» Data for the task:
───

PR #4960, opened 2026-03-27
fix: Tool workflow restricts the deletion of basic nodes and start nodes

shaohuzhang1:
fix: Tool workflow restricts the deletion of basic nodes and start nodes

### DIFF
--- a/ui/src/workflow/common/shortcut.ts
+++ b/ui/src/workflow/common/shortcut.ts
@@ -104,6 +104,8 @@ export function initDefaultShortcut(lf: LogicFlow, graph: GraphModel) {
     const nodes = elements.nodes.filter((node) =>
       [
         'start-node',
+        'tool-start-node',
+        'tool-base-node',
         'base-node',
         'loop-body-node',
         'loop-start-node',


ui/src/workflow/common/shortcut.ts
```diff
@@ -104,6 +104,8 @@ export function initDefaultShortcut(lf: LogicFlow, graph: GraphModel) {
     const nodes = elements.nodes.filter((node) =>
       [
         'start-node',
+        'tool-start-node',
+        'tool-base-node',
         'base-node',
         'loop-body-node',
         'loop-start-node',
```
shaohuzhang1, line 111: The code looks generally correct, but there are a few small improvements you could make:

1. **Remove Duplicates**: The array `['start-node', 'tool-base-node']` contains duplicate entries. You should remove one of them to avoid redundancy.

2. **Improve Readability**: Consider grouping similar node types together if they share common functionalities or properties.

Here's the updated code with these changes applied:

```javascript
@@ -104,6 +104,8 @@ export function initDefaultShortcut(lf: LogicFlow, graph: GraphModel) {
       [
         'start-node',
+        'tool-start-node', // Removed duplicate entry
+        'tool-base-node', // Added back only once
         'base-node',
         'loop-body-node',
         'loop-start-node',
```

These changes help maintain clarity in the list and ensure no unnecessary duplicates exist.

PR #4967, opened 2026-03-27
fix: Workflow tool - Modify parameter name to match existing parameter name successfully

shaohuzhang1:
fix: Workflow tool - Modify parameter name to match existing parameter name successfully

### DIFF
--- a/ui/src/workflow/nodes/tool-base-node/component/input/InputFieldTable.vue
+++ b/ui/src/workflow/nodes/tool-base-node/component/input/InputFieldTable.vue
@@ -86,6 +86,14 @@ function deleteField(index: any) {
 const currentIndex = ref<number | null>(null)
 function refreshFieldList(data: any) {
   if (currentIndex.value !== null) {
+    if (
+      inputFieldList.value
+        .filter((item, index) => index != currentIndex.value)
+        .some((field) => field.field == data.field)
+    ) {
+      MsgError(t('workflow.tip.paramErrorMessage') + data.field)
+      return
+    }
     inputFieldList.value?.splice(currentIndex.value, 1, data)
   } else {
     if (inputFieldList.value.some((field) => field.field == data.field)) {


ui/src/workflow/nodes/tool-base-node/component/input/InputFieldTable.vue
```diff
@@ -86,6 +86,14 @@ function deleteField(index: any) {
...
+      inputFieldList.value
+        .filter((item, index) => index != currentIndex.value)
+        .some((field) => field.field == data.field)
+    ) {
+      MsgError(t('workflow.tip.paramErrorMessage') + data.field)
+      return
+    }
     inputFieldList.value?.splice(currentIndex.value, 1, data)
   } else {
     if (inputFieldList.value.some((field) => field.field == data.field)) {
```
shaohuzhang1, line 99: The provided JavaScript code snippet appears to be part of a React component that manages an array of `inputFieldList` items. It contains a function `deleteField` for removing an item by its index and another function `refreshFieldList` for updating the list when fields are changed. Here's some feedback with suggested improvements:

### Suggestions

1. **Null Coalescing Operator**:
   - Use null coalescing operator (`??`) instead of checking `currentIndex.value !== null`.
   
   ```javascript
   if (!currentIndex?.value) {
       // Handle error: currentIndex is not defined or is null/undefined
   }
   ```

2. **Type Checking**:
   - Ensure that `inputFieldList` and `data.field` are objects with consistent types.
   
   ```javascript
   if (!(Array.isArray(inputFieldList) && typeof data.field === 'string')) {
       throw new Error('Invalid types');
   }
   ```

3. **Avoid Multiple Function Calls within Conditionals**:
   - Minimize the number of times you call functions inside conditional statements.

   ```javascript
   if (
       inputFieldList.filter((item, index) => index != (currentIndex ?? 0)).some(
           (field) => field.field === data.field
       )
   ) {
       MsgError(t('workflow.tip.paramErrorMessage') + data.field);
       return;
   }
   ```

4. **Optimize DOM Updates**:
   - If performance is a concern, consider using batch updates for modifying arrays.
   
   ```javascript
   if (
       !inputFieldList.some(({ field }) => field === data.field)
   ) {
       const newIndex = inputFieldList.findIndex(item => item.field === data.field ?? '');
       if (newIndex > -1) {
           inputFieldList.splice(newIndex, 0, data); // Add at front/new location
       } else {
           inputFieldList.push(data); // Append at end
       }
       currentIndex.value = newIndex; // Update current index
   } else {
       msg.error(t('workflow.tip.paramErrorMessage') + data.field);
       return;
   }
   ```

5. **String Interpolation**:
   - Use template literals consistently throughout the codebase.

   ```javascript
   if (!inputFieldList.some(item => item.field === `${data.field}`)) {
       currentIndex.value = inputFieldList.find(item => item.field === data.field)?.index || -1;
       if (currentIndex >= 0) {
           inputFieldList splice(currentIndex, 1, data);
       } else {
           inputFieldList.push(data);
       }
         }
     }
```

6. **Ensure Input Validation**:
   - Validate input arguments to avoid unexpected behavior.

   ```javascript
   if (!inputFieldList?.length || typeof data.field !== 'string') {
       console.error('Invalid parameters');
       return;
   }
   ```

By applying these suggestions, the code becomes more robust and efficient while maintaining readability.

PR #5216, opened 2026-05-06
fix: Judge regular matching using fullmatch

shaohuzhang1:
fix: Judge regular matching using fullmatch


wangliang181230:
通配符比较器，也一样要改。

PR #5246, opened 2026-05-12
【backup】perf: Change the parameter `stream` and `re_chat` to non required and set the default value to `False`

wangliang181230:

───

» Aim of the exercise:
Scan the records above for the string "paramErrorMessage", then select every line that holds it.

» Solution to this task:
+      MsgError(t('workflow.tip.paramErrorMessage') + data.field)
+      MsgError(t('workflow.tip.paramErrorMessage') + data.field)
       MsgError(t('workflow.tip.paramErrorMessage') + data.field);
       msg.error(t('workflow.tip.paramErrorMessage') + data.field);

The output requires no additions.